AP/Diether Endlicher

Prozession zu Mariä Himmelfahrt in Oberbayern

„Entschlafung“ und „Heimgang“

Die orthodoxen Kirchen begehen das Fest am 28. August, am 15. wird die „Entschlafung“ Marias gefeiert. In der altkatholischen Kirche wird der Feiertag „Heimgang Mariens“ genannt.

Das christliche Hochfest Mariä Himmelfahrt hat seinen Ursprung in der Ostkirche, wo es bereits im Jahr 431 eingeführt wurde. In der lateinischen Kirche wird die Aufnahme Marias in den Himmel seit dem 7. Jahrhundert gefeiert. Heilige wie Thomas von Aquin, Gregor von Tours und Albert der Große beschäftigten sich intensiv mit der Himmelfahrt der Madonna. Erst am 1. November 1950 erhob Papst Pius XII. im Lehrschreiben „Munificentissimus Deus“ die leibliche Aufnahme Marias im Himmel zum Dogma.

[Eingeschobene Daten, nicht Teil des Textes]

PR #3471, opened 2022-12-02
exclude kURL specific collectors from support bundle if not running in kURL

garcialuis:
Fixes errors shown when collecting support bundles in existing clusters. Such as:
```
* cannot collect weave-status: action "get" is not allowed on resource "pods" in the "kube-system" namespace
* cannot collect weave-report: action "get" is not allowed on resource "pods" in the "kube-system" namespace
```

This PR moves collectors that are specific to kURL clusters out of the default support bundle spec so that they are only ran in kURL clusters. 

Fixes # [SC-60507](https://app.shortcut.com/replicated/story/60507/don-t-inject-kurl-specific-collectors-to-support-bundle-spec-if-not-running-in-kurl)

```release-note
Fixes errors when generating support bundle in existing clusters via the CLI. 
```

NONE

### DIFF
--- a/pkg/supportbundle/spec.go
+++ b/pkg/supportbundle/spec.go
@@ -422,22 +422,33 @@ func deduplicatedAnalyzers(supportBundle *troubleshootv1beta2.SupportBundle) *tr
 
 // addDefaultTroubleshoot adds kots.io (github.com/replicatedhq/kots/support-bundle/spec.yaml) spec to the support bundle.
 func addDefaultTroubleshoot(supportBundle *troubleshootv1beta2.SupportBundle, imageName string, pullSecret *troubleshootv1beta2.ImagePullSecrets) *troubleshootv1beta2.SupportBundle {
+	isKurl, err := kurl.IsKurl()
+	if err != nil {
+		logger.Errorf("Failed to check if cluster is kurl: %v", err)
+	}
 	next := supportBundle.DeepCopy()
-	next.Spec.Collectors = append(next.Spec.Collectors, getDefaultCollectors(imageName, pullSecret)...)
-	next.Spec.Analyzers = append(next.Spec.Analyzers, getDefaultAnalyzers()...)
+	next.Spec.Collectors = append(next.Spec.Collectors, getDefaultCollectors(imageName, pullSecret, isKurl)...)
+	next.Spec.Analyzers = append(next.Spec.Analyzers, getDefaultAnalyzers(isKurl)...)
 	return next
 }
 
-func getDefaultCollectors(imageName string, pullSecret *troubleshootv1beta2.ImagePullSecrets) []*troubleshootv1beta2.Collect {
+func getDefaultCollectors(imageName string, pullSecret *troubleshootv1beta2.ImagePullSecrets, isKurl bool) []*troubleshootv1beta2.Collect {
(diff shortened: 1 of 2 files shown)


pkg/supportbundle/defaultspec/spec.yaml
```diff
@@ -203,14 +173,6 @@ spec:
...
-        collectorName: kurl-host-preflights
-        name: kots/kurl/host-preflights
-        hostPath: /var/lib/kurl/host-preflights
-        extractArchive: true
-        image: alpine
-        imagePullPolicy: IfNotPresent
-        timeout: 1m
     - configMap:
         collectorName: kurl-current-config
         name: kurl-current-config # NOTE: this will not live under the kots/ directory like other collectors
```
cbodonnell, line 178: Could we find a way to separate out _all_ of the kurl-specific collectors and analyzers into a separate support bundle spec and load/append those only when needed?  For example, these kurl configmap colelctors.  Same would go for the kurl add-ons (weave, rook, etc).

pkg/supportbundle/defaultspec/spec.yaml
```diff
@@ -6,8 +6,6 @@ spec:
   collectors:
     - clusterInfo: {}
     - clusterResources: {}
-    - ceph: {}
-    - longhorn: {}
```
cbodonnell, line 10: Copying feedback from @divolgin here.  We likely do not want to remove stuff from the default spec because it is used when running:
```
kubectl support-bundle https://kots.io/
```

garcialuis: I added two functions to remove the kURL collectors and analyzers instead, that way the default spec can remain unchanged.

pkg/supportbundle/defaultspec/spec.yaml
garcialuis: I updated the two functions to remove those collectors/analyzers as well.

pkg/supportbundle/spec.go
```diff
@@ -422,22 +422,38 @@ func deduplicatedAnalyzers(supportBundle *troubleshootv1beta2.SupportBundle) *tr
...
 // addDefaultTroubleshoot adds kots.io (github.com/replicatedhq/kots/support-bundle/spec.yaml) spec to the support bundle.
 func addDefaultTroubleshoot(supportBundle *troubleshootv1beta2.SupportBundle, imageName string, pullSecret *troubleshootv1beta2.ImagePullSecrets) *troubleshootv1beta2.SupportBundle {
+	isKurl, err := kurl.IsKurl()
+	if err != nil {
+		logger.Errorf("Failed to check if cluster is kurl: %v", err)
+	}
 	next := supportBundle.DeepCopy()
-	next.Spec.Collectors = append(next.Spec.Collectors, getDefaultCollectors(imageName, pullSecret)...)
+	next.Spec.Collectors = append(next.Spec.Collectors, getDefaultCollectors(imageName, pullSecret, isKurl)...)
 	next.Spec.Analyzers = append(next.Spec.Analyzers, getDefaultAnalyzers()...)
```
cbodonnell, line 431: Could we also pass the `isKurl` result into this function so that we don't have to call it again?

cbodonnell (dismissed):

Wurzeln in der griechischen Mythologie

Doch die Wurzeln des Fests reichen noch tiefer in vorchristliche Zeit hinein. Das Fest der Astrea oder Astraia wurde in der Antike ebenfalls am 15. August gefeiert. Astrea verkörpert in der griechisch-römischen Mythologie die reine Jungfrau, die nach dem Anbrechen des dritten, eisernen (und schlechtesten) Zeitalters die Welt verlässt und sich im Sternbild der Jungfrau am Himmel verewigt.

Tizian-Gemälde "Maria Himmelfahrt"

Public Domain

Tizians „Mariä Himmelfahrt“, Hochaltar für Sta. Maria Gloriosa dei Frari in Venedig

Die Rückkehr Astreas sollte einst den Wiederanbruch des goldenen Zeitalters einleiten, in ihrer Person konzentriert sich also, ebenso wie in der Marias, die Hoffnung auf eine bessere Welt - und die Erlösung. Ebenso wie Astrea wurde auch Maria physisch in den Himmel „entrückt“. Die in der Bibel nicht beschriebene leibliche Aufnahme („Assumptio“) markiert die erste Göttlichwerdung eines Menschen und kann auch als Ausdruck der Hoffnung, das Leben werde auch im Himmel in seiner vertrauten Form weitergehen, gesehen werden.

Besondere Ehre für „Gottesgebärerin“

Die besondere Ehre, in ihrer leiblichen Erscheinung in den Himmel aufgenommen zu werden, so der Glaube vieler Katholiken, verdankt Maria neben ihrem Status als „Gottesgebärerin“ auch ihrer eigenen „unbefleckten Empfängnis“, die gemeinsam mit jener ihres Sohnes Jesus 1854 von Papst Pius IX. zum Dogma erhoben wurde. Alle anderen Christen müssen auf die Vereinigung von Leib und Seele bis zum „jüngsten Tag“ warten, so die Lehrmeinung der katholischen Kirche.